Ks. Piotr Pochopień honorowym obywatelem miasta Laranjal

Na adres Misyjnego Dzieła Diecezji Kieleckiej dotarła relacja z Brazylii – od ks. Piotra Pochopienia, misjonarza naszej diecezji. Zachęcamy do lektury.

Niech będzie pochwalony Jezus Chrystus!

Serdecznie pozdrawiam z Ziemi Brazylijskiej!

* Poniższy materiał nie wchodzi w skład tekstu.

PR #555, opened 2020-03-05
Adding Zig (0.5.0+378bf1c3b) support.

AequoreaVictoria:


shalabhc:
I haven't used Zig but would be nice to have. Any opinions, @refi64?

Delapouite:
Including zig support will be a good move.
This language still has a small community. That's also the case for the Howl community.
I believe open source development is about helping each other, by offering better visibility and spreading the love. So it's a win win situation.

AequoreaVictoria:
Pushed a final update to add decent support for Zig's arbitrary precision integers, where types could range from 'i0' to 'i65535', as well as for unsigned. Also expanded highlighting for constants, types and libraries to cover CamelCase, CAPS and Snake_Case.

At this point I consider the lexer finished, as I've used it to write a moderately sized codebase in Zig without issue other than the two cases I've just addressed.

bundles/zig/zig_lexer.moon
```diff
@@ -0,0 +1,138 @@
...
+  important = upper^1 * (upper + lower + digit + '_')^0
+  important_name = c 'constant', important
+
+  -- Identifiers
+  identifier = c 'identifier', ident
+
+  -- Operators
+  operator = c 'operator', S'+=%-*/<>&|^~?!:;,.()[]{}'
+
+  P {
```
nilnor: Just a FYI: since there's no actual grammar being used (the grammar table contains only the one 'all' entry) it would be sufficient to return just the `any {` block directly and not use `P` at all.

nilnor:
Looks good to me, solid PR :+1:

bundles/zig/zig_lexer.moon
AequoreaVictoria: Updated as suggested. Thanks!

bundles/zig/zig_lexer.moon
```diff
@@ -0,0 +1,133 @@
...
+    'enum', 'errdefer', 'error', 'export', 'extern', 'fn', 'for', 'if',
+    'inline', 'noalias', 'orelse', 'or', 'packed', 'promise', 'pub', 'resume',
+    'return', 'linksection', 'struct', 'suspend', 'switch', 'test',
+    'threadlocal', 'try', 'union', 'unreachable', 'usingnamespace', 'var',
+    'volatile', 'while'
+  }
+
+  -- Special words
+  special = c 'special', word {
+      'true', 'false', 'null', 'undefined', '@addWithOverflow', '@alignCast',
```
refi64: I'm not intimately familiar with Zig, but if all these start with an `@` sign, then I'm guessing that signifies some sort of compiler-level built-in. Could it then just match any word after an `@` as special? Might be also worth handling a plain `@` then too so it looks prettier as you type the code.

(As a side note, builtin *functions* are usually lexed using the `function` color, and *compiler directives* are usually `operator` [I think...]. I'm not sure where these fall exactly, but it may be worth taking a look at those two color options as well.)

AequoreaVictoria: `@` is supposed to be used for builtin functions. The language documentation's own highlighting has it distinct as its own color and its been tokenized as 'builtin'. I'm open to any suggestion how else it should be tagged, but I do think they should remain distinctly colored the way they are in the docs.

Czasem się mówi, że historia lubi się powtarzać. Dobrze jeżeli historia, wydarzenia powtarzają się co pewien czas w pozytywnym znaczeniu. Chciałbym się podzielić moją radością z Laranjal, gdzie posługuję od 5 lat. Otóż 28 sierpnia 2023 r. otrzymałem honorowe obywatelstwo miasta. Historia się powtarza, gdyż w 2017 r. w Marquinho także otrzymałem honorowe obywatelstwo miasta. Jest to wielkie wyróżnienie, biorąc pod uwagę, że tylko 5 lat posługuję w tym mieście i że jestem obcokrajowcem.

W moim mieście jestem czwartą osobą która otrzymała takie wyróżnienie w 30-letniej historii miasta.  Z okazji tego tytułu, zainteresowałem się, jak wygląda cała procedura nadania honorowego obywatelstwa. Radni  (jest ich 9 osób, w tym dwóch z innej religii w mojej parafii) zgłaszają swoje kandydatury, następnie odbywa się tajne głosowanie, wygrywa ta kandydatura, która otrzyma poparcie wszystkich radnych, czyli 9 głosów. Następnie przygotowują wspólnie z adwokatem całą dokumentację i powody nadania tytułu. Dokumentacja zostaje przekazana do Urzędu Miasta do zaakceptowania i  podpisu przez burmistrza. Po tym wszystkim dokumenty zostają przesłane do odpowiedniego ministerstwa w stolicy, które może zaakceptować lub odrzucić.

Po zaakceptowaniu przez ministerstwo jest 30 dni do nadania tytułu. Ja dowiedziałem się o wszystkim na tydzień przed uroczystością. Cała uroczystość odbywa się na specjalnej sesji w Urzędzie Rady Gminy. Uroczystość rozpoczyna się od odczytania fragmentu z Pisma Świętego, następnie po nim jest modlitwa „Ojcze nasz”, po modlitwie następuje odśpiewanie hymnu Brazylii i hymnu miasta. Przywitanie gości, odczytanie dekretu nominacji i historii życia nominata, wręczenie tytułu,  podziękowanie nominata, przemówienia wszystkich radnych i burmistrza miasta i chętnych do zabrania głosu, zakończenie sesji, wspólne zdjęcia i poczęstunek dla wszystkich.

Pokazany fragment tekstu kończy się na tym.